Copy, from the listing, every line in which the string "useStripe" is present.

------------

PR #2839, opened 2026-01-12
feat: implement backup payment method for refund funding

pegasus1134:
Issue: #1594

  Design: [Figma](https://www.figma.com/design/bQE0b8eQTM2eov0Kzjxk3A/Ability-to-load-funds-to-Gumroad-balance-to-cover-refunds-when-balance-is-too-low%C2%A0?node-id=3-4663&t=4nezLwGjmKo8rxPy-0)

  ## Problem

  Sellers can't issue refunds when their Gumroad balance is insufficient (e.g., after payouts). This blocks timely refunds and creates support friction.

  ## Solution

  Allow sellers to add a backup credit card in Settings > Payments. When a refund would overdraw the seller's balance, automatically charge the shortfall to this card and proceed with the refund.

  ### How It Works

  1. Seller sees banner on Customers page prompting backup method setup
  2. Clicks through to Settings > Payments, adds card via Stripe Elements
  3. When refund issued with insufficient balance → backup card charged for difference
  4. Seller receives email confirmation
  5. Refund processes normally for customer
  6. Seller can remove card anytime (banner reappears)

  ### Implementation Notes

  - **Reuses existing `Credit` model** for audit trail - no new tables needed. Stripe charge ID stored in `json_data`.
  - **Idempotency key** on Stripe charges prevents duplicate charges during retries
  - **Inline processing** - refund flow is already user-blocking, async adds unnecessary complexity
  - **Audit trail** via Credit record + user comment ("Balance topped up by $X to cover refund shortfall")

  PR #2425 takes a different approach with a new `BalanceTopUp` model and state machine. This implementation achieves the same result with less infrastructure - the existing Credit model provides the audit trail needed, and a state machine isn't necessary for a synchronous Stripe charge that simply succeeds or fails.

  ---

  ## Demo

  **Dark Mode:**

https://github.com/user-attachments/assets/09a6a617-78e0-447a-9d72-7d63461f436e

  **Light Mode:**

https://github.com/user-attachments/assets/68eb0c2d-aaa6-4152-8af7-34fa7f630c97

  ---

  ## Test Results

gumroadtestss1

gumroadtestss2

  30 examples, 0 failures

  ---

  ## Checklist

  - [x] I have read the [contributing guidelines](https://github.com/antiwork/gumroad/blob/main/CONTRIBUTING.md)
  - [x] I have watched [Gumroad PR review livestreams](https://www.youtube.com/@anti-work)
  - [x] I have performed a self-review and left review comments on my PR
[...]

PR #3531, opened 2026-02-12
feat: add backup payment method for refund funding (#1594)

mxrcabrera:
Issue: #1594

# Description

## Problem

Sellers sometimes have insufficient balance to cover refunds. Currently, when a seller tries to refund a purchase but doesn't have enough balance, the refund fails and they have to manually add funds first. This creates friction and delays for both sellers and buyers.

## Solution

Add the ability for sellers to configure a backup credit card in Settings > Payments that will be automatically charged when their balance is insufficient to process a refund.

**Key improvements over existing PRs (#2425, #2839, #3399):**

- **DB-level idempotency**: Unique partial index on credits.refund_funding_purchase_id (requested in #3399 review by pegasus1134)
- **Charge reversal**: reverse_charge! automatically reverses the backup card charge if refund fails post-charge
- **Race condition fix**: seller.reload + balance re-check after charging prevents double-charges when concurrent refunds read the same balance
- **3D Secure detection**: Cards requiring interactive authentication are rejected with a clear message since off-session payments can't handle it
- **Plain text email**: Both HTML and .text.erb templates for charge confirmation
- **Correct email queue**: Uses default queue instead of critical for non-critical confirmation emails
- **Figma-compliant UI**: Includes "Name on card" field as per approved design

---

### Before

https://github.com/user-attachments/assets/b52d4fd5-1f4a-411d-b854-2603665b3890

### After

https://github.com/user-attachments/assets/42d31229-61ba-4647-96b4-fade13a2d7bd

---

# Test Results

Service spec:

image

Controller spec (refund_funding):

image

Full PaymentsController spec suite confirming no regressions (116 examples, 0 failures)

image

---

# Checklist

---

# AI Disclosure
Model: Claude Opus 4
IDE: VS Code with Claude Code
Usage: Implementation assistance, code review, test writing

### DIFF
--- a/app/javascript/components/Settings/PaymentsPage/RefundPaymentMethodSection.tsx
+++ b/app/javascript/components/Settings/PaymentsPage/RefundPaymentMethodSection.tsx
@@ -1,0 +1,229 @@
+import { CardElement, Elements, useElements, useStripe } from "@stripe/react-stripe-js";
+import { StripeElementStyleVariant } from "@stripe/stripe-js";
+import * as React from "react";
+import { cast } from "ts-safe-cast";
+
+import { asyncVoid } from "$app/utils/promise";
+import { assertResponseError, request } from "$app/utils/request";
+import { getStripeInstance } from "$app/utils/stripe_loader";
+import { getCssVariable } from "$app/utils/styles";
+
+import { Button } from "$app/components/Button";
+import { useFont } from "$app/components/DesignSettings";
+import { Icon } from "$app/components/Icons";
+import { showAlert } from "$app/components/server-components/Alert";
+
+export type RefundFundingCard = {
+  visual: string;
+  card_type: string;
+  expiry_month: number;
+  expiry_year: number;
+} | null;
+
+const RefundPaymentMethodForm = ({
+  initialCard,
+  isFormDisabled,
+}: {
+  initialCard: RefundFundingCard;
+  isFormDisabled: boolean;
+}) => {
+  const stripe = useStripe();
+  const elements = useElements();
+  const [isSubmitting, setIsSubmitting] = React.useState(false);
+  const [savedCard, setSavedCard] = React.useState(initialCard);
+  const [isEditing, setIsEditing] = React.useState(!initialCard);
+  const [cardholderName, setCardholderName] = React.useState("");
+  const [baseStripeStyle, setBaseStripeStyle] = React.useState<null | StripeElementStyleVariant>(null);
+
+  const handleSubmit = asyncVoid(async () => {
+    if (!stripe || !elements) return;
+
+    const cardElement = elements.getElement(CardElement);
+    if (!cardElement) return;
+
+    setIsSubmitting(true);
+
+    try {
+      const { paymentMethod, error } = await stripe.createPaymentMethod({
+        type: "card",
+        card: cardElement,
+        ...(cardholderName ? { billing_details: { name: cardholderName } } : {}),
+      });
+
+      if (error) {
+        showAlert(error.message ?? "Card verification failed", "error");
+        setIsSubmitting(false);
+        return;
+      }
+
+      const response = await request({
+        method: "POST",
+        url: Routes.save_refund_funding_card_settings_payments_path(),
+        accept: "json",
+        data: {
+          stripe_payment_method_id: paymentMethod.id,
+          card_data_handling_mode: "stripejs.0",
+        },
+      });
+
+      const result = cast<{ success: boolean; error?: string; credit_card?: NonNullable<RefundFundingCard> }>(
+        await response.json(),
+      );
+
+      if (result.success && result.credit_card) {
+        showAlert("Backup payment method saved successfully!", "success");
+        setSavedCard(result.credit_card);
+        setCardholderName("");
+        setIsEditing(false);
+      } else {
+        showAlert(result.error ?? "Failed to save card", "error");
+      }
+    } catch (e) {
+      assertResponseError(e);
+      showAlert("An error occurred. Please try again.", "error");
+    }
+
+    setIsSubmitting(false);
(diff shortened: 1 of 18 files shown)


app/modules/purchase/refundable.rb
```diff
@@ -45,8 +45,27 @@ def refund_and_save!(refunding_user_id, amount_cents: nil, is_for_fraud: false)
 
         amount_cents_to_refund = amount_cents.presence || amount_refundable_cents
         if amount_cents_to_refund > seller.unpaid_balance_cents && charged_using_gumroad_merchant_account?
-          errors.add :base, "Your balance is insufficient to process this refund."
-          return false
+          if seller.refund_funding_credit_card.present?
```
mxrcabrera, line 48: Race condition handling: After the backup card is charged, we seller.reload to get the freshest balance. If a concurrent refund processed between our charge and this check, the balance might still be insufficient. In that case, we reverse the Stripe charge immediately via reverse_charge! and ask the creator to retry.

app/modules/purchase/refundable.rb
```diff
@@ -94,19 +113,27 @@ def refund_and_save!(refunding_user_id, amount_cents: nil, is_for_fraud: false)
         if charge_refund.flow_of_funds.nil? && StripeChargeProcessor.charge_processor_id != charge_processor_id
           charge_refund.flow_of_funds = FlowOfFunds.build_simple_flow_of_funds(Currency::USD, -(gross_amount_cents.presence || gross_amount_refundable_cents))
         end
-        refund_purchase!(charge_refund.flow_of_funds, refunding_user_id, charge_refund.refund, is_for_fraud)
+        refund_purchase!(charge_refund.flow_of_funds, refunding_user_id, charge_refund.refund, is_for_fraud).tap do |success|
+          if success && @refund_funding_result&.success?
```
mxrcabrera, line 117: Email sent after successful refund only: The confirmation email is sent inside the .tap block of refund_purchase!, which means it's only delivered if the refund itself succeeded. If the refund fails, reverse_refund_funding_charge_if_needed! is called and no email is sent.

app/services/refund_funding_charge_service.rb
```diff
@@ -0,0 +1,97 @@
...
+  def reverse_charge!(payment_intent_id)
+    Stripe::Refund.create({ payment_intent: payment_intent_id })
+  rescue Stripe::StripeError => e
+    Bugsnag.notify(e)
+    Rails.logger.error("RefundFundingChargeService reversal failed: #{e.message}")
+  end
+
+  private
+    def charge_credit_card
+      payment_intent = Stripe::PaymentIntent.create(
```
mxrcabrera, line 51: Off-session payment with idempotency: Uses off_session: true, confirm: true since the charge happens automatically during refund processing. The deterministic idempotency_key (refund_funding_{user_id}_{purchase_id}) prevents duplicate charges. Complemented by a unique partial index at the DB level.

app/services/refund_funding_charge_service.rb
```diff
@@ -0,0 +1,97 @@
...
+        },
+        { idempotency_key: idempotency_key }
+      )
+
+      if payment_intent.status == "succeeded"
+        {
+          payment_intent_id: payment_intent.id,
+          charge_id: payment_intent.latest_charge
+        }
+      elsif payment_intent.status == "requires_action"
```
mxrcabrera, line 75: 3D Secure rejection: If the payment intent returns requires_action, it means the card requires interactive authentication. Since this is an off-session charge, we can't present the challenge. We return a descriptive error asking the creator to use a card that supports automatic off-session payments.

app/models/credit.rb
```diff
@@ -51,6 +55,35 @@ def self.create_for_credit!(user:, amount_cents:, crediting_user:)
     credit
   end
 
+  def self.create_for_refund_funding!(user:, amount_cents:, purchase:, credit_card:, processor_transaction_id:, processor_payment_intent_id:)
```
mxrcabrera, line 58: Factory method pattern: create_for_refund_funding! follows the same pattern as create_for_credit! and create_for_dispute_won! - creates a Credit, associates it with the relevant entity, creates a BalanceTransaction, and links to the resulting Balance.

app/javascript/components/Settings/PaymentsPage/RefundPaymentMethodSection.tsx
```diff
@@ -0,0 +1,229 @@
...
+
+  const handleSubmit = asyncVoid(async () => {
+    if (!stripe || !elements) return;
+
+    const cardElement = elements.getElement(CardElement);
+    if (!cardElement) return;
+
+    setIsSubmitting(true);
+
+    try {
```
mxrcabrera, line 46: Ghost input pattern for Stripe Elements styling: Renders a temporary <input> element to read computed styles (fontFamily, color) from the DOM, then passes them to Stripe's CardElement. This ensures the Stripe iframe matches the app's theme (including dark mode) without hardcoding colors.

db/migrate/20261119011937_add_unique_index_to_credits_refund_funding_purchase_id.rb
```diff
@@ -0,0 +1,10 @@
+# frozen_string_literal: true
+
+class AddUniqueIndexToCreditsRefundFundingPurchaseId < ActiveRecord::Migration[7.1]
+  def change
+    add_index :credits, :refund_funding_purchase_id,
```
mxrcabrera, line 5: DB-level idempotency: This unique partial index (WHERE refund_funding_purchase_id IS NOT NULL) ensures that only one Credit can exist per purchase for refund funding. Second layer of protection against duplicate charges.

mxrcabrera:
@EmCousin could you please review this PR?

------------

■ WRITTEN RESPONSE
+import { CardElement, Elements, useElements, useStripe } from "@stripe/react-stripe-js";
+  const stripe = useStripe();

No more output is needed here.